___ EXTRACTED ENTRIES

PR #4301, opened 2025-12-04
Bug/4295 improve schedule state consistency

Json-Andriopoulos:
## Describe changes

Improves the behavior of Schedule management and the data consistency between database & orchestrator:

1. Deletes dangling DB schedule records in case of failed submission (e.g. invalid cron expression etc.)
3. Enables users to delete records of inconsistent state (users could not delete DB records of schedules if the equivalent records are not available in the orchestrator backend).

## Pre-requisites

## Types of changes

### DIFF
--- a/src/zenml/integrations/kubernetes/orchestrators/kubernetes_orchestrator.py
+++ b/src/zenml/integrations/kubernetes/orchestrators/kubernetes_orchestrator.py
@@ -30,6 +30,7 @@
 # inspired by the Kubernetes dag runner implementation of tfx
 """Kubernetes-native orchestrator."""
 
+import json
 import os
 import random
 import socket
@@ -82,7 +83,11 @@ from zenml.integrations.kubernetes.pod_settings import KubernetesPodSettings
 from zenml.logger import get_logger
 from zenml.metadata.metadata_types import MetadataType
 from zenml.models.v2.core.schedule import ScheduleUpdate
-from zenml.orchestrators import ContainerizedOrchestrator, SubmissionResult
+from zenml.orchestrators import (
+    ContainerizedOrchestrator,
+    PipelineSubmissionError,
+    SubmissionResult,
+)
 from zenml.stack import StackValidator
 
 if TYPE_CHECKING:
@@ -469,13 +474,15 @@ class KubernetesOrchestrator(ContainerizedOrchestrator):
             run_id=placeholder_run.id if placeholder_run else None,
         )
 
-        return self._submit_orchestrator_job(
+        result = self._submit_orchestrator_job(
             snapshot=snapshot,
             command=command,
             args=args,
             environment=base_environment,
             placeholder_run=placeholder_run,
         )
+
+        return result
 
     def submit_dynamic_pipeline(
         self,
@@ -721,6 +728,8 @@ class KubernetesOrchestrator(ContainerizedOrchestrator):
 
         Raises:
             RuntimeError: If a schedule without cron expression is given.
+            PipelineSubmissionError: If an APIException happens during job submission,
+                it is propagated as custom error.
 
         Returns:
             Optional submission result.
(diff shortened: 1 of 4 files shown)


htahir1:
@claude full-review

src/zenml/integrations/kubernetes/orchestrators/kubernetes_orchestrator.py
```diff
@@ -1216,10 +1217,25 @@ def delete_schedule(self, schedule: "ScheduleResponse") -> None:
         cron_job_name = schedule.run_metadata.get(
             KUBERNETES_CRON_JOB_METADATA_KEY
         )
+
         if not cron_job_name:
-            raise RuntimeError("Unable to find cron job name for schedule.")
+            logger.warning(
+                "Unable to find cron job name %s for schedule %.",
```
schustmi:
```suggestion
                "Unable to find cron job %s for schedule %.",
```

src/zenml/utils/time_utils.py
```diff
@@ -136,3 +138,39 @@ def expires_in(
     if expires_at < now:
         return expired_str
     return seconds_to_human_readable(int((expires_at - now).total_seconds()))
+
+
+def validate_cron_expression(
```
schustmi: I remember that some of the orchestrators we use support a custom cron syntax (or at least supported). This is probably something that we have to take into account here?

pyproject.toml
```diff
@@ -65,6 +65,7 @@ local = [
     "sqlalchemy>=2.0.0,<3.0.0",
     "sqlalchemy_utils",
     "sqlmodel==0.0.18",
+    "croniter>=6.0.0",
```
schustmi: Also this adds two more dependencies (`cronitor` and `humanize`) to ZenML, I'm not sure it's worth it for this check?

Wouldn't the following implementation achieve the same thing:
- Create the schedule in our DB (we already do this)
- Pass it to the orchestrator to create the schedule (we already do this)
- If the orchestrator fails to create the schedule (they already do some validation here), delete it from our DB (we don't do this yet)

Json-Andriopoulos: *Most probably* I will need croniter either way for the following (if implemented):

1. To validate frequency (if we apply a validation on cron frequency).
2. To calculate next occurrence (native scheduling).

Json-Andriopoulos: I like the idea of the alternative algorithm it aligns also with your comment regarding custom cron systax.

schustmi: For native scheduling, we can at least keep the dependency server-side only which I think is much nicer as it doesn't affect client envs and docker images built for pipeline execution.

src/zenml/utils/time_utils.py
stefannica: Correct, Sagemaker.

stefannica: I believe in Sagemaker's case though, we should make a conversion from what should be considered a unified format instead of forcing the user to respect Sagemaker's format.

schustmi (changes requested):
One general question on this: Instead of raising the `PipelineSubmissionError` manually (and only in the Kubernetes orchestrator right now), can we also handle this in the `BaseOrchestrator.run(...)` method more elegantly?

For example: If anything happens in the `Orchestrator.submit_pipeline(...)` method call, that essentially is a submission error and we can delete the schedule in that case? Or do you think that will run into problems with orchestrators that do actually submit the schedule, but then potentially raise an exception before `submit_pipeline(...)` returns?

Json-Andriopoulos:
> One general question on this: Instead of raising the `PipelineSubmissionError` manually (and only in the Kubernetes orchestrator right now), can we also handle this in the `BaseOrchestrator.run(...)` method more elegantly?
> 
> For example: If anything happens in the `Orchestrator.submit_pipeline(...)` method call, that essentially is a submission error and we can delete the schedule in that case? Or do you think that will run into problems with orchestrators that do actually submit the schedule, but then potentially raise an exception before `submit_pipeline(...)` returns?

Yeap, I would want to avoid the scenario of deleting the schedule but actually having the cron submitted. In general in such cases I prefer custom exceptions and explicit handling as it can allow me to be more future-proof and avoid false positives.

______

*WHAT YOU NEED TO DO*. In the entries above, identify each line that includes the string "consistency", then copy it.

*ANSWER TO THE EXERCISE*.
Bug/4295 improve schedule state consistency
Improves the behavior of Schedule management and the data consistency between database & orchestrator:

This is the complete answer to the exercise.